It’s Now (Slightly) Easier To Get Into Sokyo’s Notoriously Hard-To-Book Omakase In Sydney
— Updated on 31 March 2023

It’s Now (Slightly) Easier To Get Into Sokyo’s Notoriously Hard-To-Book Omakase In Sydney

— Updated on 31 March 2023
Chris Singh
WORDS BY
Chris Singh

For sushi enthusiasts, it can at times feel like it’d be easier to book into the fictional Dorisa from American Psycho than land a spot at Chase Kojima’s famed omakase experience at Sokyo. There are a few omakase dining experiences that are just as tricky when it comes to reservations, like Cammeray’s exclusive Sushi Oe, but few hold the allure of The Star’s signature Japanese restaurant.

In usual circumstances, reservations for the omakase at Sokyo, which offers 20 courses, open on the first of each month for seatings the following month.
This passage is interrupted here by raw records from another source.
Issue #3304, opened 2023-11-09
Summonerd sqlite schema falls down under load


hdevalence:
**Describe the bug**

`summonerd` stores contribution blobs inline with the contribution metadata, causing it to fall down under load.

**To Reproduce**

The service is currently down.

conorsch:
Load times on the phase 1 contrib page (https://summoning.penumbra.zone/phase/1) has dramatically improved post-migration. Closing this as resolved.

PR #3305, opened 2023-11-09
summonerd: add new schema separating blob data

hdevalence:
Towards #3304

### DIFF
--- a/tools/summonerd/src/storage.rs
+++ b/tools/summonerd/src/storage.rs
@@ -105,12 +105,12 @@ impl Storage {
         let tx = conn.transaction()?;
 
         tx.execute(
-            "INSERT INTO phase1_contributions VALUES (0, 1, NULL, NULL, ?1)",
-            (current_time_unix(),),
-        )?;
-        tx.execute(
             "INSERT INTO phase1_contribution_data VALUES (0, ?1)",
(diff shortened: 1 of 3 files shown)


redshiftzero:
Summonerd smoke test is passing as of commit 4456f85d8cfe32ef514f2971ec5a31022f7a2a31, the migration process has been tested by:

1. Checking out `summonerd-feature-branch`, starting a phase 1 ceremony locally and doing 1 phase 1 contribution. This results in two rows in the `phase1_contributions` table.
2. Checking out commit 4456f85d8cfe32ef514f2971ec5a31022f7a2a31, and running the migration via:

```
sqlite3 /tmp/summonerd/ceremony.db < old-to-new-migration.sql
```
3. Then starting the summoner again, verifying one can do a phase 1 contribution without issue ✅

redshiftzero:
There was a smoke test failure [here](https://github.com/penumbra-zone/penumbra/actions/runs/6814474555/job/18531419797) but it seems unrelated to the changes in this PR

redshiftzero (approved):

cronokirby (approved):
I looked at storage.rs in isolation, I think every query was migrated; also, looking at the proposed query plans in sqlite, I think the queries all avoid scanning the blob table as well.

Migrations ran and passed locally.

PR #3310, opened 2023-11-10
staking: reverse staking rate calculations (wip)

erwanor:
This is a WIP rebased branch. I think we will end up cherry picking commits because there are some gnarly conflicts on code generated serde files, among other things.


hdevalence:
Based on looking at the code, we determined it will be simpler to rewrite these changes from scratch (possibly using this code as a reference) than to rebase them.

PR #3325, opened 2023-11-14
Create an in-repo implementation of FROST for Decaf377-RDSA

cronokirby:
Featuring protobufs.

The reason I opted towards doing this was that I realized we would have otherwise needed to use the serde features of FROST, which I don't like because they involved silly things like:
- modifying decaf377-rdsa to implement Serialize for a dummy ciphersuite marker struct, for no reason
- putting json encoded as bytes inside a protobuf

Instead, we use protobufs all the way down, using the fact that frost-core will actually use the serialization types you define yourself. If you make these all `Vec<u8>` it's pretty convenient to marshall things to and from protobuf generated structs.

Typically, it’s all booked out within an hour of release and I personally have suffered more frustration with the whole process than my feeble attempts at nabbing Splendour in the Grass tickets back when the festival was at its peak.

After years, The Star has finally made it slightly easier by introducing a ballot system for diners to score those allusive seats. Starting from April 1, guests who miss out on a Sokyo omakase reservation under normal conditions will immediately be given the option to put their names down on a ballot for two prospective spots on dates that have been pre-selected by the restaurant.

Only three diners (and their plus ones) will be chosen each time the ballot is drawn and those lucky enough to have their names plucked out of the proverbial hat will be able to book in.

It’s not any different from the piles of ballot systems that have been introduced around the world for those hard-to-book restaurants. Typically you’d see it with three Michelin-starred eateries across countries like Japan and Italy, although not as common for an Australian restaurant to even need a system like this.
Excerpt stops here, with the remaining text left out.